Die Aktivierung von mobilen Zielgruppen gelingt auch auf Verkehrsmitteln: Um die Zielgruppe Fernreisende zu aktivieren, setzte das Pharmaunternehmen Glaxo-SmithKline auf zwei und neun Quadratmeter große Traffic Boards an der Heckfläche und an den Seiten von städtischen Bussen. Damit rief das Unternehmen zeitlich passend zur Urlaubssaison die für tropische Länder unumgängliche Hepatitis-Impfung ins Gedächtnis.

KONSEQUENT ZU ENDE GEFÜHRT und nachhaltig wird regionale Media, wenn sie Werbekunden in Dialog mit den in der Region verwurzelten Zielgruppen bringt. Die Verlängerung von klassischer, reichweitenstarker Kommunikation in regional wirksamen Kundendialog verspricht der MediaMail Planner der Deutschen Post (siehe auch Interview mit Detlef Burow, Vice President Media Consulting bei der Deutschen Post).
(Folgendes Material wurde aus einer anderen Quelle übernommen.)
PR #1310, opened 2023-04-18
fix(internal/gengapic): fix mixin file filter

noahdietz:
Fixes filtering out mixin proto files unless generating a mixin gapic explicitly.

The check is now based on if the Go package path for the GAPIC to be generated includes the `iam` `location` or `longrunning` package in it e.g. `cloud.google.com/go/iam/apiv1`. This ensures we can still generate a GAPIC for those mixin services, but prevents them from being accidentally included in a dependent GAPIC.

Refactors some of this code to make it easier to unit test.


codyoss (approved):
LGTM

PR #1349, opened 2023-05-30
chore: make renovate config closer to other packages

codyoss:
- don't assign reviewer, leave it to CO
- extend the base weekly strat
- group deps bumps together.

Let's try bundling dep updagrades so a single pr can do it all for this repo. It may be we want to explicitly package some seperatly, if so we can carve those out in a future pr.


noahdietz:
Thank yoU!

PR #1358, opened 2023-06-05
fix(gengapic): remove unknown enum error helper

### LINKED ISSUE #1302: gapic: remove maybeUnknownEnum error checker and usage
The `maybeUnknownEnum` helper was meant as a stop gap until `rest-numeric-enum` support was rolled out, which it has been. So this helper should be removed along with the generated usages of it in REGAPIC clients.

noahdietz:
Most if not all REGAPIC clients use numeric enum value serialization now, all new APIs will, and we haven't had an unknown enum value issue reported to date. It is likely safe to remove the error parsing at this point. 

Fixes #1302


codyoss (approved):
Nice!

PR #1359, opened 2023-06-13
fix(gengapic): use gax GoVersion

### LINKED ISSUE #1299: gapic: move versionGo helper into gax-go
The [`versionGo`](https://github.com/googleapis/google-cloud-go/blob/f60bde45662a74b55fd58305891a7fa4e44e4bdd/alloydb/apiv1/doc.go#L158-L191) helper doesn't need to be generated into every single GAPIC's `doc.go` file.

Let's consolidate it into `gax-go`.

noahdietz:
Replace per-package generated `versionGo` helper with use of `gax.GoVersion` in gax/v2 `v2.11.0`. Update deps accordingly.

Fixes #1299


codyoss (approved):
Nice negative commit! We need to make sure we fully roll-out the gax update before we put this into googleapis

noahdietz:
> We need to make sure we fully roll-out the gax update before we put this into googleapis

Yep, totally.

PR #1361, opened 2023-06-18
fix(gengapic): remove quotes from query params for well known types

Charlesleonius:
Update rest calls have quotes around the updateMask query parameter that causes validation issues on the server side. 
Ex:
`updateMask=%22spec.ingressPolicies%2Cspec.egressPolicies%2Ctitle%2CuseExplicitDryRunSpec%22`

### DIFF
--- a/internal/gengapic/genrest.go
+++ b/internal/gengapic/genrest.go
@@ -419,7 +419,11 @@ func (g *generator) generateQueryString(m *descriptor.MethodDescriptorProto) {
 				b.WriteString("  return nil, err\n")
 			}
 			b.WriteString("}\n")
-			b.WriteString(fmt.Sprintf("params.Add(%q, string(%s))", key, field.GetJsonName()))
+			// Convert to string and remove surrounding quotes
+			b.WriteString(fmt.Sprintf("%sString := string(%s)\n", field.GetJsonName(), field.GetJsonName()))
+			b.WriteString(fmt.Sprintf("%sString = %sString[1:len(%sString)-1]\n", field.GetJsonName(), field.GetJsonName(), field.GetJsonName()))
+			// Add field to query parameters
+			b.WriteString(fmt.Sprintf("params.Add(%q, %sString)", key, field.GetJsonName()))
 			paramAdd = b.String()
 		} else {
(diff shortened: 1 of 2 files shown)


noahdietz:
I'm not sure that we should change this because this is the output of pkg.go.dev/google.golang.org/protobuf/encoding/protojson. Example here: https://go.dev/play/p/a1-8k9W27Di

I'm not comfortable with manipulating the output of `protojson` as it is supposed to be "correct". This should probably be raised as an issue in google.golang.org/protobuf, because all clients shouldn't have to implement this behavior. 

Technically, I think it aligns with the [protobuf JSON spec](https://protobuf.dev/programming-guides/proto3/#json), but perhaps that spec is not specific enough. We can keep this open until we have more answers.

If you have more information on how the setup that is having issues with this, that would be useful. If it is Google internal infra, let's take it offline.

noahdietz:
I should add, **thank you** for being willing to contribute in the first place, it really is appreciated.

Charlesleonius:
Thanks for the quick reply @noahdietz! 

I agree that this isn't the ideal solution and even if we were to go this route there should be more specific handling for different types to ensure each one is properly formatted. I created this PR as is in order to see if it would break any integration tests as I was having trouble getting them set up myself. 

The behavior does align with the spec but if the Google APIs do not accept the format as specified then somehow we have to get around it. We can discuss the internals of the service in question offline as you suggested. It may not be the case for all services but the issue has been observed by a user in at least one instance.

noahdietz:
> I created this PR as is in order to see if it would break any integration tests as I was having trouble getting them set up myself.

I've "approved" the tests for execution. Lmk what failed with `make test` - might be a dependency issue (you need a few dependencies installed).

noahdietz:
This is just a play link for the record - testing of quoted strings encoded by `url.Values`: https://go.dev/play/p/I4k_faon8-2

Charlesleonius:
Awesome thanks for approving the tests. As for the url.Values example, since the params are quoted like that even by Go's net library then it seems the API in question should be able to handle it. I am looking into why its the case that it doesn't. We aren't doing any special parsing, its all done by the API platform that provides a rest surface for gRPC services. We can discuss more offline.

noahdietz:
Let's use #1364 instead. Thanks for opening this and finding the issue!

PR #1364, opened 2023-06-20
fix(gengapic): remove encoded quotes in query params

### LINKED ISSUE #1363: regapic: well known types encoded as strings have extra quotations
#1361 points out that some well known types, like a `FieldMask`, are encoded as a string with quotations. These need to have the wrapping quotes removed. The extra quotations encoded break decoding on the server side.

noahdietz:
Removes all quotation marks from `protojson` encoded well known types that are encoded as strings. Lazily use `strings.ReplaceAll` to make it easier when the WKT doesn't necessarily have quotations included.

Showcase integration still works (some other languages do not encode quotations), and I tested locally with another API's samples.

Fixes #1363


noahdietz:
cc: @Charlesleonius

Charlesleonius:
What if there are valid quotes within the marshaled data?

noahdietz:
Some quick testing of different WKT encodings: https://go.dev/play/p/YRah-sNojnC

Number specific wrapper types e.g. `DoubleValue` will be encoded as the raw number, not a string, whereas `BytesValue`, for example, will be a quoted string. A `ListValue` or `Value` of any of the string-encoded wrapper types will also involve quotes but such a value isn't typically used in the query params...updated the solution to handle just the known string encoded types

noahdietz:
> What if there are valid quotes within the marshaled data?

Yeah I've switched back to that more targeted solution to avoid replacing quotes in `StringValue` fields.

codyoss (approved):

PR #1366, opened 2023-06-28
test(showcase): add script to test against local showcase repo

vchudnov-g:
This is useful during Showcase development.


quartzmo:
I get the following error, am I doing something wrong?

```sh
$ ./showcase-local.sh
./showcase-local.sh: line 74: `test-with-local-showcase': not a valid identifier
```

vchudnov-g:
@quartzmo Oh, it's probably that I am running under `zsh`. I'll add a shebang line to the script.

Issue #1301, opened 2023-04-17
gapic: move buildHeaders helper into gax-go


noahdietz:
The [`buildHeaders`](https://github.com/googleapis/google-cloud-go/blob/f60bde45662a74b55fd58305891a7fa4e44e4bdd/alloydb/apiv1/doc.go#L204-L210) helper doesn't need to be generated into every single GAPIC's `doc.go` file.

There could be a transport-agnostic solution in conjunction with #1300

Issue #1300, opened 2023-04-17
gapic: move insertMetadata helper into gax-go


noahdietz:
The [`insertMetadata`](https://github.com/googleapis/google-cloud-go/blob/f60bde45662a74b55fd58305891a7fa4e44e4bdd/alloydb/apiv1/doc.go#L127-L136) helper doesn't need to be generated into every single GAPIC's `doc.go` file.

noahdietz:
Here are the docs for gRPC Metadata (aka headers): https://github.com/grpc/grpc-go/blob/master/Documentation/grpc-metadata.md

PR #1368, opened 2023-07-07
feat(gengapic): use gax.BuildHeaders and gax.InsertMetadataIntoOutgoingContext

quartzmo:
closes: #1300
closes: #1301


noahdietz (commented):
I think you trying to do grpc in one PR and rest in another - i'd just do them both in the same PR

quartzmo:
> I think you trying to do grpc in one PR and rest in another - i'd just do them both in the same PR

I tried, but REST is much more involved. So I opened this PR for gRPC to get feedback. If it looks good, I can add the REST changes, and update the title, etc.

How does this look to you so far?

noahdietz:
Ok let me take a deeper look, I just skimmed it before.

quartzmo:
@noahdietz ping

go.sum
noahdietz, line 1: I would revert this and catch up with `main` it's creating conflicts atm

showcase/go.sum
noahdietz, line 1: I would revert this and catch up with `main` it's creating conflicts atm

noahdietz (commented):
looking OK so far, yeah

showcase/go.sum
quartzmo: Done, thanks!

go.sum
quartzmo: Done, thanks!

internal/gengapic/gengapic.go
```diff
@@ -380,9 +380,12 @@ func (g *generator) insertRequestHeaders(m *descriptor.MethodDescriptorProto, t
 		p("")
 		switch t {
 		case grpc:
-			p("ctx = insertMetadata(ctx, c.xGoogMetadata, md)")
+			p("hds = append(c.xGoogHeaders, hds...)")
+			p("ctx = gax.InsertMetadataIntoOutgoingContext(ctx, hds...)")
 		case rest:
-			p(`headers := buildHeaders(ctx, c.xGoogMetadata, md, metadata.Pairs("Content-Type", "application/json"))`)
+			p(`hds = append(c.xGoogHeaders, hds...)`)
+			p(`hds = append(hds, "Content-Type", "application/json")`)
```
noahdietz, line 387: I kind of wish `"Content-Type", "application/json"` was just part of `c.xGoogHeaders` ya know? It's set on every regapic request...but `xGoogHeaders` has always been `x-goog-api-client` headers only...idk wdyt? @codyoss hbu?

noahdietz (commented):
LGTM just one question that isn't really blocking

internal/gengapic/gengapic.go
quartzmo: I'll wait to hear back from Cody on this before merging.

codyoss: I would be fine with it just being agnostic and just general headers.

tritone: I would imagine `XGoogHeaders` is specifically for headers with the x-goog prefix (of which there are many, not just `x-goog-api-client`)

quartzmo: @noahdietz What's your call on this?

noahdietz: Let's just keep it as is.

noahdietz (approved):

PR #1379, opened 2023-07-20
chore(ci): split out bazel go dep updates

noahdietz:


codyoss (approved):
I think this is right, I do wonder if we need a different go modules grouping for if that will still come in a seperate deps PR, but lets try this!

PR #1397, opened 2023-09-21
fix(internal/gengapic): add workaround for operation collision

codyoss:
We have a service that is not yet released that uses the same RPC name across two services in the same proto package. Our Operation wrapper identifiers are not scoped to a service so this causes issues when generated a client that does this. For now this is for one client, which may change before GA, so a hacky solution is fine. But we should keep this in the back of our minds should we ever v2 our libraries this is something we would want to avoid.

### DIFF
--- a/internal/gengapic/lro.go
+++ b/internal/gengapic/lro.go
@@ -21,6 +21,7 @@ import (
 	longrunning "cloud.google.com/go/longrunning/autogen/longrunningpb"
 	"github.com/golang/protobuf/protoc-gen-go/descriptor"
 	"github.com/googleapis/gapic-generator-go/internal/pbinfo"
+	"google.golang.org/genproto/googleapis/api/annotations"
 	"google.golang.org/protobuf/proto"
 )
 
@@ -38,7 +39,7 @@ func (g *generator) lroCall(servName string, m *descriptor.MethodDescriptorProto
 		return err
 	}
 
-	lroType := lroTypeName(m.GetName())
+	lroType := lroTypeName(m)
 	p := g.printf
 
 	lowcaseServName := lowerFirst(servName + "GRPCClient")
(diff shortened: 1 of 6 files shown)


noahdietz (approved):

internal/gengapic/lro.go
```diff
@@ -280,6 +281,17 @@ func (g *generator) lroType(servName string, serv *descriptor.ServiceDescriptorP
 	return nil
 }
 
-func lroTypeName(methodName string) string {
-	return methodName + "Operation"
+func lroTypeName(m *descriptor.MethodDescriptorProto) string {
+	// This whole if block is a hack to workaround a operation handler namespace
+	// collision. We should remove this in the future if the design is fixed for
+	// the v1 api.
```
quartzmo, line 287: Can you add a link or the full name/path of the problematic API?

internal/gengapic/lro.go
```diff
@@ -280,6 +281,17 @@ func (g *generator) lroType(servName string, serv *descriptor.ServiceDescriptorP
...
-func lroTypeName(methodName string) string {
-	return methodName + "Operation"
+func lroTypeName(m *descriptor.MethodDescriptorProto) string {
+	// This whole if block is a hack to workaround a operation handler namespace
+	// collision. We should remove this in the future if the design is fixed for
+	// the v1 api. This is for aiplatform.featureregistryservice.createfeature.
+	if eHTTP, ok := proto.GetExtension(m.GetOptions(), annotations.E_Http).(*annotations.HttpRule); ok && eHTTP != nil && eHTTP.Pattern != nil {
+		switch t := eHTTP.Pattern.(type) {
+		case *annotations.HttpRule_Post:
+			if t.Post == "/v1beta1/{parent=projects/*/locations/*/featureGroups/*}/features" {
```
quartzmo, line 291: It seems at least a tiny bit possible that someday another RPC will match this pattern...

quartzmo (approved):

internal/gengapic/lro.go
codyoss: It may, but I believe it is unlikely. Ideally this code gets deleted in the next couple of months. If we end up having to do this for the v1 service we can make the logic tighter at that time. I was trying to avoid passing a lot more info throughout the stack if possible so this is easy to unwind.

PR #1419, opened 2023-10-06
chore(internal/errors): replace errors.E with fmt.Errorf

julieqiu:
Replace uses of `errors.E` with `fmt.Errorf` and delete the internal/errors package. 

At the moment, the majority of use cases for `errors.E` passes in `nil` as the first arugment, so the output is just a normal error string. In the 3 cases where an actual error is passed in, it is now formatted accordingly using `fmt.Errorf`. This removes an extra level of indirection.


noahdietz (approved):
Love it

PR #4031, opened 2025-03-17
Update `$ref` references in metadata when parameterizing

thomas11:
This fixes an omission in #4010. Metadata contains `$ref`'s that need to be updated when parameterizing because all the tokens change, like in the schema.

This fixes this error I had brought up elsewhere:
> error: azure-native_storage_v20240101:storage/v20240101:StorageAccount resource 'sa' has a problem: schema type 'azure-native:storage/v20240101:Sku' not found

### DIFF
--- a/provider/pkg/provider/provider_parameterize.go
+++ b/provider/pkg/provider/provider_parameterize.go
@@ -148,11 +148,16 @@ func (p *azureNativeProvider) Parameterize(ctx context.Context, req *rpc.Paramet
 	if err != nil {
 		return nil, status.Errorf(codes.Internal, "failed to marshal schema: %v", err)
 	}
+	s = updateRefs(s, newPackageName)
 
-	s = bytes.ReplaceAll(s, []byte(`"$ref":"#/types/azure-native`), []byte(`"$ref": "#/types/`+newPackageName))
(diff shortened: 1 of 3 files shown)


danielrbradley (commented):
Why are we using the approach of serializing then doing the matching on the string rather than iterating through the objects and replacing the values within the objects? Have you tried recursing through the objects to do the ref replacement?

I can't immediately see why this should break with the strings, but I'm also not super-confident that there wouldn't be some case where it doesn't work.

thomas11:
> Why are we using the approach of serializing then doing the matching on the string rather than iterating through the objects and replacing the values within the objects? Have you tried recursing through the objects to do the ref replacement?
> 
> I can't immediately see why this should break with the strings, but I'm also not super-confident that there wouldn't be some case where it doesn't work.

The string approach is not elegant but
1. much less code
2. much safer IMO - it's easy to forget some place when iterating properties, and references have a well-defined serialization
3. we need to do it anyway for the schema, unless we want to unmarshaler the raw schema, traverse it as well (requiring a different implementation), and marshaling it again.

To avoid these downsides, we could use a generic walker based on reflection that visits every property. But that's no safer than string replacement and probably slower as well.

danielrbradley (approved):
Happy with the rationalization 👍

PR #4032, opened 2025-03-17
Add an integration test for parameterization and moving from default resource to parameterized

thomas11:
This integration test proves that
1. `pulumi package add` works and produces a usable SDK,
2. users can migrate from a default resource (here, a storage account) to a parameterized one without replacement, and
3. the default provider and parameterized ones can be used in the same program without issues.

**This PR contains and requires #4030, otherwise the test will fail.**


examples/examples_nodejs_test.go
```diff
@@ -412,13 +418,103 @@ func TestAccPIMRoleManagementPolicies(t *testing.T) {
...
+	// Pending #4019
+	// pt.UpdateSource(t, cwd, "parameterize", "3-back-to-default")
+	// pt.Refresh(t, optrefresh.ExpectNoChanges())
+	// pt.Up(t, optup.ExpectNoChanges())
+
+	pt.Destroy(t)
+}
+
+// A helper to use with optup.DebugLogging() and friends to get verbose logging.
+func debugLogging() debug.LoggingOptions {
```
danielrbradley, line 457: Unused?

examples/examples_nodejs_test.go
```diff
@@ -412,13 +418,103 @@ func TestAccPIMRoleManagementPolicies(t *testing.T) {
...
+// engine to resolve, or a path to a provider binary.
+func runPulumiPackageAdd(
+	t *testing.T,
+	pt *pulumitest.PulumiTest,
+	provider string,
+	args ...string,
+) {
+	ctx := context.Background()
+	allArgs := append([]string{"package", "add", provider}, args...)
+	stdout, stderr, exitCode, err := pt.CurrentStack().Workspace().PulumiCommand().Run(
```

Dabei wird die Microdialog-Datenbank der Deutschen Post mit der Typologie der Wünsche zusammengeführt. Mikrogeografische Zielgruppeninformationen treffen also auf aktuelle Verbraucherdaten wie Einstellungen zu Konsum und Medien, Lebenswelten, Motivationen oder Typologien.
Der MediaMail Planner übersetzt somit die Mediazielgruppe einer Klassikkampagne in eine Dialogmarketingzielgruppe. Seit Neuestem ist auch die Auswertung zu Hörfunk und Plakat möglich - gerade dieses mediale Duo gilt unter Planern in Kombination mit Dialogmarketing als besonders wirkungsstark in regionalen Zielgruppenstrategien.
Eine überdurchschnittlich hohe Abschlussquote erzielte eine Kampagne der LBS Baden-Württemberg, die mithilfe des MediaMail Planners in Dialogmarketing verlängert wurde. Die Zielgruppe: „Häuslebauer" in Baden-Württemberg mit Interesse an Altersvorsorge, im Alter zwischen 20 und 49, die zur Miete wohnen und über ein Haushalts-Nettoeinkommen von mehr als 1500 Euro verfügen. Die Informationen zu den Sehern eines LBS-TV-Spots wurden entsprechend der hinterlegten Mediapläne in Adresspotenziale zur punktgenauen Erreichung der definierten Zielgruppe umgewandelt. Und am Tag nach der Ausstrahlung des TV-Spots lag bereits ein Mailing im Briefkasten der regionalen Haushaltsentscheider.